## [Collected data entries]
━━━━━━━━━━━━━━━━━━━━

PR #341, opened 2016-04-02
Generalize the type for `sequence` taking a dict

gfontenot:
There wasn't actually any real reason to limit this to working on
`[String: Decoded<T>]` values. Instead, we should be able to use this
function with any key type.

Another change that came about because of having trouble writing documentation.
Fun stuff.


gfontenot:
Note that this is a non-breaking change 🎉

tonyd256:
:+1: love it

PR #344, opened 2016-04-02
Add inline documentation for DecodeError

gfontenot:


edwardloveall:
Looks fine (except for the 3 `/`). Only question is why inline docs and not docs at the top like elsewhere in the repo?

edwardloveall:
I guess inline isn't the right word because this is all inline, but line-by-line as opposed to grouped before the class/function/etc.

gfontenot:
`///` is used for single line doc comments, where `/** */` is used for multi-line doc comments. Given that I didn't need to add much more info about this type I felt that was adequate. I guess the argument could be made that this type is fairly self documenting, and so doesn't need this at all?

edwardloveall:
Cool, yeah seems good to me. I'm still only have little swift experience and have _no_ experience writing libraries. This is totally reasonable. :+1:

tonyd256:
:+1: unless you want periods after these

PR #346, opened 2016-04-02
Fix documentation style for FailureCoalescing

gfontenot:
We want to be consistent with our line length and whatnot.


tonyd256:
:+1:

PR #347, opened 2016-04-02
Update documentation for Decoded/Functor

gfontenot:


Argo/Types/Decoded/Functor.swift
```diff
@@ -14,6 +16,18 @@ public func <^> <T, U>(@noescape f: T -> U, x: Decoded<T>) -> Decoded<U> {
...
+  /**
+    Conditionally map a function over `self`.
+
+    - If `self` is `.Failure`, the function will not be evaluated and this will
+      return `.Failure`.
+    - If `self` is `.Success`, the function will be applied to the unwrapped
+      value.
+
+    - parameter f: A transformation function from type `T` to type `U`
+
```
tonyd256: should there be a space here? I think you've been leaving those out

PR #353, opened 2016-04-03
Add inline documentation for Decoded operators

gfontenot:


Argo/Operators/DecodeDecoded.swift
```diff
@@ -1,43 +1,150 @@
-// MARK: Values
+/**
+  Attempt to decode a value at the specified key into the requested type.
 
-// Pull value from JSON
+  This operator is used to decode a mandatory value from the JSON. If the
+  decoding fails for any reason, this will result in a `Failure` being
```
tonyd256: `.Failure`?

Argo/Operators/DecodeDecoded.swift
```diff
@@ -1,43 +1,150 @@
...
 public func <||? <A where A: Decodable, A == A.DecodedType>(json: JSON, key: String) -> Decoded<[A]?> {
   return .optional(json <|| [key])
 }
 
-// Pull embedded array from JSON
+/**
+  Attempt to decode an array of values at the specified key path into the
+  requested type.
+
+  This operator is used to decode a mandatory array of value from the JSON. If
```
tonyd256: values?

tonyd256:
This is good but audit is for backtick use with JSON and for the period before `.Failure` and `.Success`

Argo/Operators/DecodeDecoded.swift
```diff
@@ -1,43 +1,150 @@
...
 
-// Pull value from JSON
+  This operator is used to decode a mandatory value from the JSON. If the
+  decoding fails for any reason, this will result in a `Failure` being
+  returned.
+
+  - parameter json: The `JSON` object containing the key
+  - parameter key: The key for the object to decode
+
+  - returns: A `Decoded` value representing the success or failure of the
```
klaaspieter: In #354 @tonyd256 said a new line should be added here. I'm just saying it here, because he didn't and I'm guessing it's some convention you both overlooked.

Argo/Operators/DecodeDecoded.swift
```diff
@@ -1,43 +1,150 @@
...
 public func <|? <A where A: Decodable, A == A.DecodedType>(json: JSON, key: String) -> Decoded<A?> {
   return .optional(json <| [key])
 }
 
-// Pull embedded value from JSON
+/**
+  Attempt to decode a value at the specified key path into the requested type.
+
+  This operator is used to decode a mandatory value from the JSON. If the
+  decoding fails for any reason, this will result in a `Failure` being
```
klaaspieter: `.Failure`?

Argo/Operators/DecodeDecoded.swift
```diff
@@ -1,43 +1,150 @@
...
   return json <| [key]
 }
 
-// Pull optional value from JSON
+/**
+  Attempt to decode an optional value at the specified key into the requested
+  type.
+
+  This operator is used to decode an optional value from the JSON. If the key
+  isn't present in the JSON, this will still return `Success`. However, if the
```
klaaspieter: `.Success`?

Argo/Operators/DecodeDecoded.swift
```diff
@@ -1,43 +1,150 @@
...
-// Pull embedded value from JSON
+/**
+  Attempt to decode a value at the specified key path into the requested type.
+
+  This operator is used to decode a mandatory value from the JSON. If the
+  decoding fails for any reason, this will result in a `Failure` being
+  returned.
+
+  - parameter json: The `JSON` object containing the key
+  - parameter keys: The key path for the object to decode, represented by an
```
klaaspieter: Perhaps add an example to show what a key path should look like? I don't think immediately intuitive, especially considering the normal meaning of a key path in the APIs is a dot separated string.

klaaspieter:
I noticed the same as @tonyd256 in regards to `Success` & `Failure` instead of `.Success` and `.Failure`. The first form was used so consistently that I'm unsure at this point wether it was intentional or not.

Argo/Operators/DecodeDecoded.swift
gfontenot: I think this is probably covered by larger documentation? I have a hard time deciding what should go in here and what shouldn't. I think for now I'll keep it as is, we can add it if needed later on.

PR #1, opened 2021-11-15
Update script.js: formatted dislike counter

bstka:
Before this dislike counter show raw fetched data, eg: `10000` -> `10000`.
image

After little tweaking it shows how should it be, eg: `10000` -> `10K`
image


Anarios:
Thanks!

PR #4, opened 2021-11-15
Add UserScript

JRWR:
Tested in Brave using TamperMonkey, this script will allow easier install even for newbies as tampermonkey, grease monkey is on the store.


Anarios (approved):
Nice, thanks

PR #19, opened 2021-11-19
Added stats to the readme

DARKDRAGON532:


SirLich:
Technically "would be" was correct. 

When speaking about the future in the past, "would" is correct. 

"He will sing" (future)
"He did sing" (past)
"He would sing" (past, referencing future event)

Anarios (approved):

PR #25, opened 2021-11-21
Add Greasemonkey support

dshoreman:
First, thanks for creating this script/extension!

I installed the Userscript in Greasemonkey but, while the script ran, it would stop at the call to `GM_xmlhttpRequest` which apparently isn't available in GM.

Changing it to `GM.xmlHttpRequest(...)` got everything working great (after adding some logging to track the issue down, so I've included that to help find future glitches) so this PR adds it as a fallback in case the `GM_` variant can't be found.

As far as I can tell, `GM_` is available in both Tampermonkey and Violentmonkey. Although they seem to alias the `GM.` variant, I've kept both in case that's missing in some versions or other compatible plugins I'm unaware of.

Tried in both Firefox and Chrome on Linux with {Grease,Tamper,Violent}Monkey.

### DIFF
--- a/Extensions/UserScript/Return Youtube Dislike.user.js
+++ b/Extensions/UserScript/Return Youtube Dislike.user.js
@@ -15,6 +15,11 @@
 // @updateURL https://github.com/Anarios/return-youtube-dislike/raw/main/Extensions/UserScript/Return%20Youtube%20Dislike.user.js
 // @grant GM_xmlhttpRequest
 // ==/UserScript==
+function cLog(text, subtext = '') {
+  subtext = subtext.trim() === '' ? '' : `(${subtext})`;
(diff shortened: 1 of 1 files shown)


Anarios:
Can you look at lates code please, before your changes? We just changed it to GM.xmlHttpRequest as well

Anarios (approved):

Anarios:
Merged, lots of other good improvements as well, thanks.

dshoreman:
Ah my apologies, saw the recent commits but didn't notice the change to the dot version 

I've also added a native fallback (keeping the extension-provided ones since they might provide extra functionality) so I'll create a separate PR for that shortly. Didn't realise you merged already! Thanks :)

PR #12, opened 2021-11-19
[Userscripts] remove dependency on Tampermonkey's function

wangchou:
**GM_xmlhttpRequest** is used in current UserScripts.
That function is only supported by Tampermonkey (price: $1.99 in Mac App Store).

New script is tested in Safari with free [UserScripts](https://apps.apple.com/us/app/userscripts/id1463298887?mt=12) extension for Mac App Store.

PR #26, opened 2021-11-21
Add native XMLHttpRequest fallback

dshoreman:
This implements part of #12, but maintaining the use of the `GM` functions where available. Instead it reuses the same options, simply wrapping the response in a plain object to avoid rewriting too much.


Anarios (approved):
Thanks a lot!

PR #30, opened 2021-11-22
Added a bug issue template

DARKDRAGON532:
image
This is how it looks like.
If you like it I'll also add one for feature suggestion etc.


Anarios:
Thanks a lot!

PR #31, opened 2021-11-22
Added chrome web store stats to readme

DARKDRAGON532:


Anarios:
I would wait with it untill stats are updated, it's stuck at 0 reviews right now.

Anarios (approved):

PR #42, opened 2021-11-23
Make like/dislike bar and count tooltip look exactly same as youtube originally had

yashptel:
- made like/dislike bar look exactly same as youtubes'
- also used youtube's color variables so we don't have to worry about changing the color for dark and light theme
- also made area for hovering to show like/dislike count larger(same as it was in youtube)
- used youtube's tooltip instead of making our own. so it matches the youtube's theme seemlessly
- I have made the changes for both chrome and firefox

Note: I have only tested my changes in chrome and edge chromium. So Please test the firefox version before merging.

Preview:
[https://imgur.com/a/uB5LAAa](https://imgur.com/a/uB5LAAa)

### DIFF
--- a/Extensions/chrome/content-style.css
+++ b/Extensions/chrome/content-style.css
@@ -1,46 +1,26 @@
 #return-youtube-dislike-bar-container {
-  background: #c6c6c6;
+  background: var(--yt-spec-icon-disabled);
+  border-radius: 2px;
 }
 
 #return-youtube-dislike-bar {
-  background: #5094c8;
-}
-
-[dark] #return-youtube-dislike-bar-container {
-}
-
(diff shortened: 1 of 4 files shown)


Anarios (changes requested):
Please don't don't apply styling to code that's not changed. Or apply default prettier codestyle.

yashptel:
> Please don't don't apply styling to code that's not changed. Or apply default prettier codestyle.

I have not. I have saved the file without formatting.

Anarios:
> > Please don't don't apply styling to code that's not changed. Or apply default prettier codestyle.
> 
> I have not. I have saved the file without formatting.

there are spaces changes, etc. But okay, I'll not waste your time and I'll format it myself.

Thanks a lot for your help

PR #43, opened 2021-11-23
Change Youtube to YouTube

trybick:
Change the extension titles from "Return Youtube Dislike" to "Return **YouTube** Dislike". Also updated a few other places in the code.


Anarios (approved):
Thanks!

PR #54, opened 2021-11-24
Tampermonkey // Userscript Optimizations

Frontesque:
simple stuff. Doesn't need to be done, but uses less resources for the same basic tasks

### DIFF
--- a/Extensions/UserScript/Return Youtube Dislike.user.js
+++ b/Extensions/UserScript/Return Youtube Dislike.user.js
@@ -21,11 +21,8 @@ function cLog(text, subtext = '') {
 }
 
 function doXHR(opts) {
-  if (typeof GM_xmlhttpRequest === 'function') {
+  if (typeof GM_xmlhttpRequest === 'function' || typeof GM.xmlHttpRequest === 'function') {
     return GM_xmlhttpRequest(opts);
-  }
-  if (typeof GM.xmlHttpRequest === 'function') {
-    return GM.xmlHttpRequest(opts);
   }
 
   console.warn('Unable to detect UserScript plugin, falling back to native XHR.');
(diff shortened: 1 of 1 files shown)


Extensions/UserScript/Return Youtube Dislike.user.js
```diff
@@ -21,12 +21,9 @@ function cLog(text, subtext = '') {
 }
 
 function doXHR(opts) {
-  if (typeof GM_xmlhttpRequest === 'function') {
+  if (typeof GM_xmlhttpRequest === 'function' || typeof GM.xmlHttpRequest === 'function') {
```
SuperStormer, line 24: This is not equivalent to the previous code - if `GM.xmlHttpRequest` exists, but not `GM_xmlhttpRequest`, your commit will error, while the previous code won't.

Extensions/UserScript/Return Youtube Dislike.user.js
```diff
@@ -73,11 +70,9 @@ function isVideoNotDisliked() {
 function getState() {
   if (isVideoLiked()) {
     return "liked";
-  }
-  if (isVideoDisliked()) {
+  } else if (isVideoDisliked()) {
```
SuperStormer, line 73: Doesn't do anything since the first if statement's body always returns.

Extensions/UserScript/Return Youtube Dislike.user.js
Frontesque: I tested it and its what im currently running. It's working perfectly fine

SuperStormer: Yes, for your specific case it *happens* to work. But your change breaks other cases.

SuperStormer:
Note that these "optimizations" barely affect performance, if they even affect it all.

Extensions/UserScript/Return Youtube Dislike.user.js
dshoreman: @Frontesque To clarify why it didn't break anything for you, the code removed isn't for Tampermonkey.

Tampermonkey and (some?) other forks seem to use the `GM_`-prefixed function, but GreaseMonkey (Firefox) *only* has the `GM` class so both variations are necessary.

PR #55, opened 2021-11-24
Improve readability and remove unused functions

hwgilbert16:
- Moved an extremely long else-if train to switch instead of readability. 
- Removed unused/commented out code that appears to be from previous debugging that did not need to be included in a main branch.

### DIFF
--- a/Extensions/chrome/background.js
+++ b/Extensions/chrome/background.js
@@ -9,62 +9,51 @@ const apiUrl = "https://return-youtube-dislike-api.azurewebsites.net";
 
 chrome.runtime.onMessageExternal.addListener(
   (request, sender, sendResponse) => {
-    if (request.message === "get_auth_token") {
-      // chrome.identity.getAuthToken({ interactive: true }, function (token) {
-      //   console.log(token);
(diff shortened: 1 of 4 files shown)


Extensions/chrome/background.js
```diff
@@ -9,62 +9,51 @@ const apiUrl = "https://return-youtube-dislike-api.azurewebsites.net";
...
+              "Content-Type": "application/json",
+            },
+            body: JSON.stringify(toSend),
           });
-          sendResponse(result);
-        });
+          for (const toSendUrl of toSend) {
+            sentIds.add(toSendUrl);
+          }
+          toSend = [];
```
SuperStormer, line 41: missing a `break` here.

Extensions/firefox/background.js
```diff
@@ -1,66 +1,55 @@
...
+          method: "POST",
+          headers: {
+            "Content-Type": "application/json",
+          },
+          body: JSON.stringify(toSend),
+        });
+        for (const toSendUrl of toSend) {
+          sentIds.add(toSendUrl);
+        }
+        toSend = [];
```
SuperStormer, line 35: and here

PR #57, opened 2021-11-25
Narrow scope of `@match` clause

SuperStormer:
This restricts the userscript to only load on `*://*.youtube.com/watch*`, which prevents it from loading on pages where it is unnecessary.


j14-c:
Should be changed to `*://*.youtube.com/*` or it won't work when clicking a video from YouTube's homepage.

PR #1273, opened 2024-08-07
MMT-3845: Error message when paginating through Order Options

mandyparson:
# Overview

### What is the feature?

When users were paginating through order options, it would throw an error on page 2. Turns out that page 2 had an order option on it from a provider called ETIM22 which is not available to the public. It was decided to create the functionality to ONLY see order options from providers that a user had access to (as seen under their profile). 

### What is the Solution?

I utilized useAvailableProviders() to grab the available providers and passed that array of providerIds into the existing GET_ORDER_OPTIONS query. 

OrderOptionList.jsx

# Testing

### Reproduction steps

- **Environment for testing: SIT
- **Collection to test with: N/A

1. Set up your local environment for sit testing. If you are getting an internal error 500 let me know as I have a doc on how to fix this now. 
2. Go to your user profile and select 'providers' to take note of your personal available providers
3. Go to Order Options >> All order options
4. Notice that there is now a banner at the top letting you know which providers you are viewing order options for. You can swap out line 42 with const providerId = ['MMT_2'] or null or whatever you'd like to test out any other functionality. 
5. Regardless of what you choose, you should now be able to paginate freely through the options without running into an error. 

### Attachments

# Checklist

### DIFF
--- a/static/src/js/components/OrderOptionList/OrderOptionList.jsx
+++ b/static/src/js/components/OrderOptionList/OrderOptionList.jsx
@@ -1,10 +1,16 @@
-import React, { useCallback, useState } from 'react'
+import {
+  FaEdit,
+  FaExclamationCircle,
+  FaQuestionCircle,
+  FaTrash
+} from 'react-icons/fa'
+import { Alert } from 'react-bootstrap'
 import { useMutation, useSuspenseQuery } from '@apollo/client'
-import Col from 'react-bootstrap/Col'
-import Row from 'react-bootstrap/Row'
 import { useSearchParams } from 'react-router-dom'
+import Col from 'react-bootstrap/Col'
 import moment from 'moment'
-import { FaEdit, FaTrash } from 'react-icons/fa'
+import React, { useCallback, useState } from 'react'
+import Row from 'react-bootstrap/Row'
 
 import Button from '@/js/components/Button/Button'
 import ControlledPaginatedContent from '@/js/components/ControlledPaginatedContent/ControlledPaginatedContent'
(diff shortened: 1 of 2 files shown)


static/src/js/components/OrderOptionList/OrderOptionList.jsx
```diff
@@ -208,6 +220,26 @@ const OrderOptionList = () => {
 
               return (
                 <>
+                  {
+                    (!providerIds || providerIds.length === 0)
+                      ? (
+                        <Alert variant="info" className="mb-4">
```
dmistry1, line 226: I like this implementation of showing which providers we are showing, but this list page is different than all of the other list page. Don't really have a strong opinion, curious to know what everyone else thinks.

static/src/js/components/OrderOptionList/__tests__/OrderOptionList.test.jsx
```diff
@@ -99,6 +106,7 @@ describe('OrderOptionList', () => {
     test('render a table with 2 order options', async () => {
       setup({})
 
+      expect(await screen.findByText(/You are viewing order options for the following providers:/)).toBeInTheDocument()
```
dmistry1, line 109: Nitpicky here, I would also check to to see if the correct provider is showing. 

`expect(await screen.findByText(/You are viewing order options for the following providers: MMT_2/)).toBeInTheDocument()`

dmistry1 (approved):

cgokey (approved):

static/src/js/components/OrderOptionList/OrderOptionList.jsx
mandyparson: Right and that's because this list page is different from all the others. Other list pages don't require a user to have providers. Anyone can see anyone else's records. This particular list is being rendered specifically from the providers a user has available and nothing more.

PR #1274, opened 2024-08-07
MMT-3848: Order options fails in Forms XML for character limit although the character limit wasn't exceeded

cgokey:
# Overview

### What is the feature?

Order options fails in Forms XML for character limit although the character limit wasn't exceeded
Also noticed that on form load, existing errors would not appear.

### What is the Solution?

Updated order options schema and removed the char limits.   Also made updates to the form logic so that only "new" records have special logic where it hides the error until the field is visited.

Order Options and Groups Form.

# Testing

Easiest way to test this is to use CMR graphql to ingest a order option where the form xml > 1024 characters.
It should now load into the form, not show an error, and allow you to publish a order option with a length more than 1024 characters.

To test the other bug fix, upload an order option where the name is > 85 characters directly via CMR graphql.  When the form comes up, you should see an error.   Same thing can be done with group page, upload a new group where the name is > 85 characters, the form should show an error when loading into MMT form.

### Attachments

# Checklist

### DIFF
--- a/static/src/js/components/OrderOptionForm/__tests__/OrderOptionForm.test.jsx
+++ b/static/src/js/components/OrderOptionForm/__tests__/OrderOptionForm.test.jsx
@@ -301,6 +301,7 @@ describe('OrderOptionForm', () => {
           await screen.findByRole('textbox', { name: 'Name' })
         })
 
+        // Sort key's length is > 5 characters
         expect(await screen.findByText('must NOT have more than 5 characters')).toBeInTheDocument()
       })
     })
--- a/static/src/js/components/OrderOptionForm/__tests__/OrderOptionForm.test.jsx
+++ b/static/src/js/components/OrderOptionForm/__tests__/OrderOptionForm.test.jsx
@@ -2,6 +2,7 @@ import React, { Suspense } from 'react'
 import {
   render,
   screen,
+  waitFor,
   within
 } from '@testing-library/react'
 import { MockedProvider } from '@apollo/client/testing'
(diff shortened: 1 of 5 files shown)


dmistry1 (approved):

static/src/js/components/OrderOptionForm/__tests__/OrderOptionForm.test.jsx
```diff
@@ -255,6 +256,55 @@ describe('OrderOptionForm', () => {
...
+                    __typename: 'OrderOption'
+                  }
+                }
+              }
+            }]
+          }
+        )
+
+        await waitFor(async () => {
+          await screen.findByRole('textbox', { name: 'Name' })
```
mandyparson, line 301: Why do we need the extra awaits? Seems to still work with just expect(screen.findByRole('textbox', { name: 'Name' }))

static/src/js/components/OrderOptionForm/__tests__/OrderOptionForm.test.jsx
```diff
@@ -255,6 +256,55 @@ describe('OrderOptionForm', () => {
...
+        })
+
+        expect(await screen.findByText('must NOT have more than 5 characters')).toBeInTheDocument()
```
mandyparson, line 304: Shouldn't it be 85?

static/src/js/components/OrderOptionForm/__tests__/OrderOptionForm.test.jsx
cgokey: The form data would not load without this await, Deep and I both looked at this, only way we could get this to work.

static/src/js/components/OrderOptionForm/__tests__/OrderOptionForm.test.jsx
cgokey: No, this is testing sortKey length, I'll add a comment above to make that clear though.

mandyparson (approved):

PR #1284, opened 2024-08-14
MMT-3860: There are several areas in which the drop-down items are sh…

cgokey:
# Overview

### What is the feature?

There are several areas in which the drop-down items are showing up as Option 1, Option 2, Option 3, these need to removed.

### What is the Solution?

UI layout needed `ui:fieldReplacesAnyOrOneOf': true` anywhere there was an anyOf and oneOf used as a constraint.

Collection Form:

- Collection Information 
- Temporal Information

Service Form:
- Service Operations

# Testing

Steps to repeat:
1) Create a new collection draft
2) Navigate over to Temporal Information
3) Find Temporal Extents
4) If you click it, you will see Options 1, 2, 3 and click it yields  "Null is not an object (evaluating ‘ar[Xr]’" and you can't navigate back, thus losing any unsaved changed.

The other place we are seeing Option 1, 2, 3 is in Spatial Information.
Steps to repeat:
Navigate to:
https://mmt.sit.earthdatacloud.nasa.gov/drafts/collections/CD1200483084-EDF_OPS/spatial-information
There is a error in the right hand navigation, see screenshot.
Also if you look down at:
Non Gridded Range Resolutions
Gridded Resolutions
Gridded Range Resolutions
Generic Resolutions
We will also see the Option 1, 2, 3 combo box.  

# Checklist

### DIFF
--- a/static/src/js/components/CustomTitleField/CustomTitleField.scss
+++ b/static/src/js/components/CustomTitleField/CustomTitleField.scss
@@ -9,6 +9,7 @@
 
   &__heading {
     font-weight: 700;
+    margin-top: 1em;
   }
 
   &__icon {
--- a/static/src/js/components/CustomTitleField/CustomTitleField.scss
+++ b/static/src/js/components/CustomTitleField/CustomTitleField.scss
@@ -8,8 +8,8 @@
   }
 
   &__heading {
-    font-weight: 700;
     margin-top: 1em;
+    font-weight: 700;
   }
 
   &__icon {
--- a/static/src/js/components/CustomTitleField/CustomTitleField.scss
+++ b/static/src/js/components/CustomTitleField/CustomTitleField.scss
@@ -8,7 +8,7 @@
   }
 
   &__heading {
-    margin-top: 1em;
+    margin-top: 1rem;
     font-weight: 700;
   }
 
--- a/static/src/js/components/MetadataForm/MetadataForm.scss
+++ b/static/src/js/components/MetadataForm/MetadataForm.scss
@@ -14,15 +14,13 @@
 .rjsf {
   .custom-array-field-template__description,
   .field-description {
-    margin-top: 1rem;
-    margin-bottom: 2rem;
+    margin-top: 0.5rem;
+    margin-bottom: 0.5rem;
     color: $gray-800;
     font-size: 0.925rem;
   }
 
   .row.row-children {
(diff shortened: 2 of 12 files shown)


static/src/js/components/MetadataForm/MetadataForm.scss
```diff
@@ -14,15 +14,13 @@
...
-    margin-top: 1rem;
-    margin-bottom: 2rem;
+    margin-top: 0.5rem;
+    margin-bottom: 0.5rem;
     color: $gray-800;
     font-size: 0.925rem;
   }
 
   .row.row-children {
-    margin-bottom: 3rem;
```
mandyparson, line 24: I see why you got rid of this, but I think it's necessary to at least keep some padding (perhaps a 1rem?) As it removes all padding from certain areas (ie. Collection >> Data Identification >> Collection Data Type)

static/src/js/components/CustomTitleField/CustomTitleField.scss
```diff
@@ -8,6 +8,7 @@
   }
 
   &__heading {
+    margin-top: 1em;
```
mandyparson, line 11: Keep with rem for consistency

static/src/js/schemas/uiSchemas/collections/collectionInformation.js
```diff
@@ -69,6 +69,10 @@ const collectionInformationUiSchema = {
               'ui:row': [
                 {
                   'ui:col': {
+                    style: {
+                      padding: '1.25rem 1.5rem',
```
mandyparson, line 73: Can we pull this styling out as a variable as we are using it a couple times here

static/src/js/components/MetadataForm/MetadataForm.scss
cgokey: No, it has some bad side affects in a lot of places.   Try adding it back in and you'll see what I mean.  I'm not saying the extra padding shouldn't be solved, just saying this way of doing it I things causes more issues than it helps.

static/src/js/components/CustomTitleField/CustomTitleField.scss
cgokey: Good catch.

mandyparson (approved):

dmistry1 (approved):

━━━━━━━━━━━━━━━━━━━━

## [To do]
Go through the records above. Copy each line in which the string "made" appears.

## [Answer area]
`///` is used for single line doc comments, where `/** */` is used for multi-line doc comments. Given that I didn't need to add much more info about this type I felt that was adequate. I guess the argument could be made that this type is fairly self documenting, and so doesn't need this at all?
- made like/dislike bar look exactly same as youtubes'
- also made area for hovering to show like/dislike count larger(same as it was in youtube)
- I have made the changes for both chrome and firefox
Updated order options schema and removed the char limits.   Also made updates to the form logic so that only "new" records have special logic where it hides the error until the field is visited.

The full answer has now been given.